PR #29, opened 2015-11-27
Update readme and some code description fixes

novemberborn:
* `requestAnimationFrame` was mentioned but I don't see any code support for it. I've removed it from the docs, but please shout if I overlooked it.
* Updated the "Faking the native timers" section so it leads with the default behavior and better explains "context".
* Updated the "Running tests" section
* Added far more complete API docs, including allowed values for the various arguments.
* I've changed `npm test` to not run `test-cloud` since that requires Sauce Lab access.
* Fixed the `parseTime()` error message which mentioned fewer options than were allowed.
* Corrected some time related test descriptions where the description didn't match the time in the test itself.

### DIFF
--- a/Readme.md
+++ b/Readme.md
@@ -125,7 +125,7 @@ It affects the current time but it does not in itself cause e.g. timers to fire;
 ## Running tests
 
 Lolex has a comprehensive test suite. If you're thinking of contributing bug
-fixes or suggest new features, you need to make sure you have not broken any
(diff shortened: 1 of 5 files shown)


mroderick:
Looks good! Of course, since I merged the lint branch, this now needs a rebase.

novemberborn:
@mroderick rebased.

PR #42, opened 2016-02-28
Run test-cloud on Travis

mantoni:
We already have the possibility to run tests in real browsers with `npm run test-cloud`. The prerequisite to be able to run this command is a free SauceLabs account and the `SAUCE_USERNAME` and `SAUCE_ACCESS_KEY` environment variables.

If these environment variables are configured in the Travis config, SauceLabs can be used from there. With this config, we run the `test-cloud` build only once in the node 4.2 build.

I used my SauceLabs account for the purpose of trying this out. We can keep it this way or create a „Sinon“ account which we can share. The access key was encrypted using the method described [in the Travis documentation](https://docs.travis-ci.com/user/encryption-keys/).

The first successful build (from this branch) is here: https://travis-ci.org/sinonjs/lolex/jobs/112401049

For some unknown reason the Chrome build returns a status code 102 every single time. I have this running successfully in another project, but it doesn’t work reliably with Lolex. However, the build passes on latest Firefox and IE 9, 10 and 11.

We can add more browser configs of cause in the `.min-wd` file.

Any thoughts?

### DIFF
--- a/.min-wd
+++ b/.min-wd
@@ -1,7 +1,7 @@
 {
   "sauceLabs": true,
   "browsers": [{
-    "name": "chrome"
+    "name": "firefox"
   }, {
     "name": "internet explorer",
     "version": "9",
@@ -9,5 +9,8 @@
   }, {
     "name": "internet explorer",
     "version": "10"
+  }, {
+    "name": "internet explorer",
+    "version": "11"
   }]
 }
--- a/.travis.yml
+++ b/.travis.yml
@@ -7,6 +7,13 @@ node_js:
   - "0.12"
   - "4.2"
   - "5"
+
+env:
+  global:
+    - SAUCE_USERNAME=sinonjs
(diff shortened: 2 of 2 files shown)


fatso83:
Good now is better than perfect never. We'll add Chrome later. Good work!

mantoni:
@cjohansen Can you set up an email address `@sinonjs.org` and use it to create a SauceLabs account for Sinon? Then we can share the account information and I can update this PR with the corresponding `SAUCE_ACCESS_KEY`.

fatso83:
@mantoni: the builds have been failing for a while. I think this PR never worked on Travis.

The [current failing build](https://travis-ci.org/sinonjs/sinon/jobs/117175966) says
>     You used username 'sinonjs' and access key 'None' to authenticate, which are not valid Sauce Labs credentials.

I looked into the [Travis documentation](https://docs.travis-ci.com/user/sauce-connect/#Setting-up-Sauce-Connect) and I think we are missing a line. What should have been:

```
   access_key:
      secure: "The secure string output by `travis encrypt`"
```

is just 

```
      secure: "The secure string output by `travis encrypt`"
```

in our travis.yml.

fatso83:
That comment was supposed to go in `sinon` issues, not `lolex` (where builds are working). I blame Safari :stuck_out_tongue: 

I'll make a separate issue on sinon. Regarding the difference in documentation, there is more than one way of configuring SauceLabs, I found ... I was looking at [Sauce Connect](https://docs.travis-ci.com/user/sauce-connect) on the Travis page, while you probably read [this bit about encrypting env variables](https://docs-staging.saucelabs.com/ci-integrations/travis-ci/#adding-credentials-for-a-public-github-repo) on Sauce Labs :smile:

※

▸ WORK ORDER
Set down each entry exactly, leaving none out.

▸ THE ANSWER
PR #29, opened 2015-11-27
Update readme and some code description fixes

novemberborn:
* `requestAnimationFrame` was mentioned but I don't see any code support for it. I've removed it from the docs, but please shout if I overlooked it.
* Updated the "Faking the native timers" section so it leads with the default behavior and better explains "context".
* Updated the "Running tests" section
* Added far more complete API docs, including allowed values for the various arguments.
* I've changed `npm test` to not run `test-cloud` since that requires Sauce Lab access.
* Fixed the `parseTime()` error message which mentioned fewer options than were allowed.
* Corrected some time related test descriptions where the description didn't match the time in the test itself.

### DIFF
--- a/Readme.md
+++ b/Readme.md
@@ -125,7 +125,7 @@ It affects the current time but it does not in itself cause e.g. timers to fire;
 ## Running tests
 
 Lolex has a comprehensive test suite. If you're thinking of contributing bug
-fixes or suggest new features, you need to make sure you have not broken any
(diff shortened: 1 of 5 files shown)


mroderick:
Looks good! Of course, since I merged the lint branch, this now needs a rebase.

novemberborn:
@mroderick rebased.

PR #42, opened 2016-02-28
Run test-cloud on Travis

mantoni:
We already have the possibility to run tests in real browsers with `npm run test-cloud`. The prerequisite to be able to run this command is a free SauceLabs account and the `SAUCE_USERNAME` and `SAUCE_ACCESS_KEY` environment variables.

If these environment variables are configured in the Travis config, SauceLabs can be used from there. With this config, we run the `test-cloud` build only once in the node 4.2 build.

I used my SauceLabs account for the purpose of trying this out. We can keep it this way or create a „Sinon“ account which we can share. The access key was encrypted using the method described [in the Travis documentation](https://docs.travis-ci.com/user/encryption-keys/).

The first successful build (from this branch) is here: https://travis-ci.org/sinonjs/lolex/jobs/112401049

For some unknown reason the Chrome build returns a status code 102 every single time. I have this running successfully in another project, but it doesn’t work reliably with Lolex. However, the build passes on latest Firefox and IE 9, 10 and 11.

We can add more browser configs of cause in the `.min-wd` file.

Any thoughts?

### DIFF
--- a/.min-wd
+++ b/.min-wd
@@ -1,7 +1,7 @@
 {
   "sauceLabs": true,
   "browsers": [{
-    "name": "chrome"
+    "name": "firefox"
   }, {
     "name": "internet explorer",
     "version": "9",
@@ -9,5 +9,8 @@
   }, {
     "name": "internet explorer",
     "version": "10"
+  }, {
+    "name": "internet explorer",
+    "version": "11"
   }]
 }
--- a/.travis.yml
+++ b/.travis.yml
@@ -7,6 +7,13 @@ node_js:
   - "0.12"
   - "4.2"
   - "5"
+
+env:
+  global:
+    - SAUCE_USERNAME=sinonjs
(diff shortened: 2 of 2 files shown)


fatso83:
Good now is better than perfect never. We'll add Chrome later. Good work!

mantoni:
@cjohansen Can you set up an email address `@sinonjs.org` and use it to create a SauceLabs account for Sinon? Then we can share the account information and I can update this PR with the corresponding `SAUCE_ACCESS_KEY`.

fatso83:
@mantoni: the builds have been failing for a while. I think this PR never worked on Travis.

The [current failing build](https://travis-ci.org/sinonjs/sinon/jobs/117175966) says
>     You used username 'sinonjs' and access key 'None' to authenticate, which are not valid Sauce Labs credentials.

I looked into the [Travis documentation](https://docs.travis-ci.com/user/sauce-connect/#Setting-up-Sauce-Connect) and I think we are missing a line. What should have been:

```
   access_key:
      secure: "The secure string output by `travis encrypt`"
```

is just 

```
      secure: "The secure string output by `travis encrypt`"
```

in our travis.yml.

fatso83:
That comment was supposed to go in `sinon` issues, not `lolex` (where builds are working). I blame Safari :stuck_out_tongue: 

I'll make a separate issue on sinon. Regarding the difference in documentation, there is more than one way of configuring SauceLabs, I found ... I was looking at [Sauce Connect](https://docs.travis-ci.com/user/sauce-connect) on the Travis page, while you probably read [this bit about encrypting env variables](https://docs-staging.saucelabs.com/ci-integrations/travis-ci/#adding-credentials-for-a-public-github-repo) on Sauce Labs :smile:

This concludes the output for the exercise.